Written by Mark Nikolov Photo Courtesy of Ben Platt MLB Network
Everyone experiences a day in their life that will forever remain in their memory. The day that Bradley Zimmer will never forget was in the Spring of 2014 when he was drafted by the Cleveland Indians. It was not an ordinary day of celebration for the Zimmer family. It was also an experience of deja vu. Two years earlier, Bradley’s older brother Kyle was drafted 5th overall by the Kansas City Royals. “MLB Network was in the living room just two years earlier. It was so exciting and unbelievable,” says Cathy Hutchins. Hutchins, mother of Kyle and Bradley, ran track at San Diego State University. Apparently, Bradley gets his speed from her.
Bradley’s father played collegiate baseball at the University of California in San Diego. He currently works as an anesthesiologist. His background in baseball helped groom two of his children into professional players, though at times, Bradley would do the grooming himself. At the age of 3 he would head out to the backyard to play tee ball, a game he then called “whack-a-ball!” His dad would constantly set him up to bat on the right side of the plate, but Bradley would always cross over to the left. Because of his persistence, he can now experience the benefits of being a left handed batter in the MLB.
Bradley played college baseball at the University of San Francisco before entering the Indians MiLB farm system. In an interview that I had with him, Bradley expressed how appreciative he was to his former team and coach Nino Giarratano. “I’m really happy with my experience as a player and student at USF. I’m also very thankful and grateful to everyone that helped me over there,” he told me. His decision to go to USF and follow in his brother Kyle’s footsteps was a good one. In 2011 Bradley was drafted by the Chicago Cubs in the 23rd round out of La Jolla High School in San Diego. At that point he considered going pro, but instead (based on advice from his older brother Kyle) he opted for college. This decision would later pay off when he got drafted in the 1st round by the Indians.
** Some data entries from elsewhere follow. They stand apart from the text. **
PR #30061, opened 2026-08-28
test(runner): verify dns reservation socket lifetime

### LINKED ISSUE #30029: test(rust): verify DNS reservation holds TCP and UDP sockets
## Problem

The DNS port reservation's core lifetime contract is not directly tested.

- `crates/runner/src/dns/port.rs:1-6` stores both a bound TCP socket and a bound UDP socket in `DnsPortReservation`.
- `crates/runner/src/dns/port.rs:35-44` documents that `reserve_port` reserves a port for both protocols.
- `crates/runner/src/dns/port.rs:60-65` transfers the successful TCP and UDP sockets into the returned reservation.
- `crates/runner/src/dns/port.rs:86-90` only asserts that the returned port is nonzero.
- `crates/runner/src/dns/port.rs:116-137` verifies retry after an injected UDP `AddrInUse`, but only asserts the selected port number; it never attempts competing TCP or UDP binds while the reservation is alive.

The lifetime matters outside this helper. `crates/runner/src/cmd/start/mod.rs:682-719` keeps the reservation across sandbox runtime and network namespace setup, and `crates/runner/src/dns/proxy.rs:102-115` explicitly releases it only immediately before spawning dnsmasq. No current test would fail if a refactor stopped retaining either socket while still returning a plausible port.

## Impact

If either protocol is no longer held for the full reservation lifetime, another process can claim the selected port during runtime setup. dnsmasq then exits with `AddrInUse`, forcing an expensive runtime rebuild; repeated claims can exhaust the three startup attempts and prevent the runner from starting.

## Acceptance criteria

- Add a deterministic Rust test that obtains a production `DnsPortReservation` and verifies a competing TCP bind to its port fails with `AddrInUse` while the reservation is alive.
- In the same lifecycle test, verify a competing UDP bind to the port also fails with `AddrInUse`.
- Drop the reservation and verify the port can be bound again for both TCP and UDP, proving the hold and release boundaries.
- Assert structured error kinds rather than platform-specific message text.
- Keep the existing UDP-conflict retry regression coverage.

seven332:
## Summary

- replace the DNS reservation's port-number smoke test with a complete socket-lifetime regression
- verify competing TCP and UDP binds report `AddrInUse` while the production reservation is alive
- verify both protocols can bind the same port again after the reservation is dropped

## Scope

This is a test-only change in the runner DNS port module. It does not change production allocation, retry behavior, visibility, dnsmasq handoff, configuration, persistence, protocols, or deployment compatibility.

Closes #30029

## Validation

- `cargo test --manifest-path crates/Cargo.toml -p runner --bin runner dns::port::tests::reservation_holds_tcp_and_udp_until_drop -- --exact`
- focused lifecycle test repeated sequentially 25 times
- `cargo test --manifest-path crates/Cargo.toml -p runner --bin runner dns::port::tests`
- `cargo fmt --all --manifest-path crates/Cargo.toml -- --check`
- `cargo doc --manifest-path crates/Cargo.toml -p runner --no-deps`
- `cargo test --manifest-path crates/Cargo.toml -p runner` (3347 passed, 26 ignored; guest inventory 1 passed)
- `git diff --check`
- repository pre-commit hooks (workspace Cargo fmt, docs, Clippy, file size, commitlint)

### DIFF
--- a/crates/runner/src/dns/port.rs
+++ b/crates/runner/src/dns/port.rs
@@ -84,9 +84,20 @@ mod tests {
     use super::*;
 
     #[test]
-    fn reserve_port_returns_nonzero() {
+    fn reservation_holds_tcp_and_udp_until_drop() {
         let reservation = reserve_port().unwrap();
-        assert!(reservation.port() > 0);
+        let port = reservation.port();
+
+        let tcp_error = std::net::TcpListener::bind(("0.0.0.0", port)).unwrap_err();
+        assert_eq!(tcp_error.kind(), std::io::ErrorKind::AddrInUse);
+
+        let udp_error = std::net::UdpSocket::bind(("0.0.0.0", port)).unwrap_err();
+        assert_eq!(udp_error.kind(), std::io::ErrorKind::AddrInUse);
+
+        drop(reservation);
+
+        let _tcp_listener = std::net::TcpListener::bind(("0.0.0.0", port)).unwrap();
+        let _udp_socket = std::net::UdpSocket::bind(("0.0.0.0", port)).unwrap();
     }
 
     fn bind_tcp_udp_pair() -> std::io::Result<(ReservedTcpPort, std::net::UdpSocket)> {


seven332:
## Code Review: PR #30061

**Reviewed head:** `c5f9838b900bc5b8d640e59f10802fc2d99a4a78`

### Summary

The test-only change replaces a weak port-number assertion with a cohesive real-socket lifecycle regression. It verifies both TCP and UDP ownership before drop and release afterward without changing production visibility or behavior.

### Findings

No findings.

### Testing

The exact lifecycle test, all DNS port tests, 25 sequential focused repetitions, runner formatting, all-target/all-feature Clippy, runner docs, the full runner test suite, diff checks, and repository pre-commit hooks passed locally. Privileged runner E2E was not run because it cannot observe this private hold/release boundary more directly; CI remains the external verification surface.

### Verdict

LGTM

PR #29738, opened 2026-08-27
perf(platform): stabilize lazy chunk loading across deploys

hulh122:
## Summary

- Group long-lived startup dependencies into four coarse, deterministic chunks (`vendor-foundation`, `vendor-auth`, `vendor-content`, and `vendor-services`). The grouping walks only static importers back to `src/main.ts`, so feature-only dynamic modules retain Rolldown's normal lazy boundaries.
- Install an inline `vite:preloadError` handler before the entry-module import. It prevents Vite's default rethrow on every occurrence, prompts once per document using the resolved pre-bundle locale, and reloads only after explicit confirmation; canceling keeps the tab and unsent work intact.
- Add regression guards at the Vite build-output and platform bootstrap-page boundaries for cyclic startup graphs, lazy-only exclusion, localized recovery copy, one-shot recovery, and explicit reload consent.

Refs #29576

## Deployment evidence and safety decision

The current cache policy remains unchanged and correct: `/assets/*` is immutable for one year, while `index.html` and `sw.js` must revalidate. The Service Worker remains Web-Push-only; this PR adds no fetch handler or app-shell precache.

Production does not retain old content-hashed assets at the stable origin:

- The build workflow uploads one commit-addressed `dist.tar.gz` archive to R2.
- Production promotion expands only the selected archive into a fresh Pages directory.
- The Pages worker resolves assets only through the current deployment's `env.ASSETS` binding.
- Live check: the prior deployment's `assets/index-Dl5PejkM.js` returned JavaScript with HTTP 200 from `https://ccc9e46e.okou-app.pages.dev`, but the same path returned HTTP 404 from `https://app.vm0.ai` after the next deployment.

Durable origin retention therefore needs a Cloudflare/R2 asset-read binding plus a retention/lifecycle contract, or a broader stateful release-bundle design. Neither capability exists in the current Pages worker/deployment contract, and merging frequent whole-build archives into every Pages upload would have unbounded size/file-count and rollback costs. This PR uses the repo-contained recovery path instead.

Vite 8.0.16's installed client runtime creates `vite:preloadError` as a cancelable event, attaches the rejected error as `payload`, dispatches it, and rethrows unless `defaultPrevented`. The handler is inline so it covers both failure of the always-requested `src/main.ts` entry module and later lazy imports.

## Build comparison

[...]

PR #27155, opened 2026-08-14
fix: statically import mermaid

e7h4n:
## Summary

- replace the platform-owned runtime `import("mermaid")` with a module-level static import
- remove the cached Mermaid module promise while preserving render queue, theme, and image caching behavior
- load Mermaid core with the app module so first diagram rendering no longer depends on fetching that separate lazy entry after a deployment

## Trade-off

- adds Mermaid core (approximately 170 KB gzip) to the initial app dependency graph
- Mermaid's upstream per-diagram renderers remain internally code-split; this PR removes the platform-owned top-level lazy import

## Verification

- `pnpm format`
- `pnpm turbo run lint --concurrency=1 --log-order grouped`
- `pnpm knip`
- staged workspace, platform, and API TypeScript checks
- `pnpm --filter @okouai/app exec vitest run src/signals/__tests__/mermaid-diagram.test.ts`
- `pnpm --filter @okouai/app run build` (confirmed no `mermaid.core-*` top-level lazy asset)

PR #30064, opened 2026-08-28
perf(platform): lazy-load mermaid core

bingjiez666:
## Summary

- move Mermaid core out of the platform startup import graph
- load and memoize the module when a Mermaid diagram signal first renders
- preserve the existing render queue, theme/image caches, and Mermaid's per-diagram renderer splitting
- update the import regression test to enforce the lazy boundary

## Context

#27155 made Mermaid core static to avoid a deployment-time lazy chunk miss, at the cost of roughly 150 KB gzip in startup for every user. The localized `vite:preloadError` recovery added in #29738 now owns the old-open-client case: if a later deployment removes the requested content-hashed chunk, the page asks the user to confirm a refresh.

This change accepts that existing recovery behavior so users without Mermaid diagrams do not download Mermaid core. The first rendered diagram downloads core plus the diagram-specific renderer it needs.

## Verification

- `pnpm format`
- `pnpm exec prettier --check apps/platform/src/signals/mermaid-diagram.ts apps/platform/src/signals/__tests__/mermaid-diagram-imports.test.ts`
- `pnpm --filter @okouai/app run lint`
- `pnpm knip`
- `pnpm --filter @okouai/app exec vitest run src/signals/__tests__/mermaid-diagram-imports.test.ts`
- `pnpm --filter @okouai/app exec vitest run src/signals/__tests__/mermaid-diagram.test.ts`

## Build note

`pnpm --filter @okouai/app run build` transformed 7,491 modules successfully, then the local container was OOM-killed with exit 137 during final chunk generation. The PR pipeline build remains the authoritative production-bundle check.

### DIFF
--- a/turbo/apps/platform/src/signals/__tests__/mermaid-diagram-imports.test.ts
+++ b/turbo/apps/platform/src/signals/__tests__/mermaid-diagram-imports.test.ts
@@ -15,8 +15,10 @@ if (sourcePath === undefined) {
 const source = readFileSync(sourcePath, "utf8");
 
 describe("mermaid diagram imports", () => {
-  it("keeps mermaid in the static import graph", () => {
-    expect(source).toMatch(/^import mermaid from "mermaid";$/m);
-    expect(source).not.toMatch(/\bimport\s*\(\s*["']mermaid["']\s*\)/);
+  it("loads mermaid through the diagram computed", () => {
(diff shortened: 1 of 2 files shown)


bingjiez666:
Closing because the intended boundary is already on main: keep Mermaid core in the startup graph while Mermaid's per-diagram renderers remain lazy-loaded. This PR would unnecessarily defer the core as well.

Bradley has always had good relationships with his coaches and he’s always been a team player. That would explain why he is currently ranked as the Indians top prospect by several publications. He did however have to pay his dues in the Minors. According to Bradley’s mother, Cathy, “he enjoyed his time there…” In both Mahoning and Lynchburg “he lived with a really nice host family.” During his time in Class A, Bradley was immediately able to show off his speed. He had a combined 56 stolen bases at that level. Zimmer’s batting average did, however, drop off a little bit in AA. Something that he sometimes gets criticized for. However, if you look at his OBP. this past season you’ll see that he has a knack for getting on base, and when he does he moves from 1st to 3rd extremely well. When Bradley is playing at full health he should be able to produce at a high level in the MLB.
I followed Bradley recently while he was playing in the Arizona Fall League and noticed an increase in power from years past. Apparently this was not an accident. Zimmer told me that lately “he’s been working on driving the ball to all sides of the field.” As a result, he won the AFL Bowman Hitting Challenge this past October. Then in November, he was named to the MLB Pipeline All-AFL Team and was chosen as one of Baseball America’s 2016 Arizona Fall League’s Top 20 Prospects as well.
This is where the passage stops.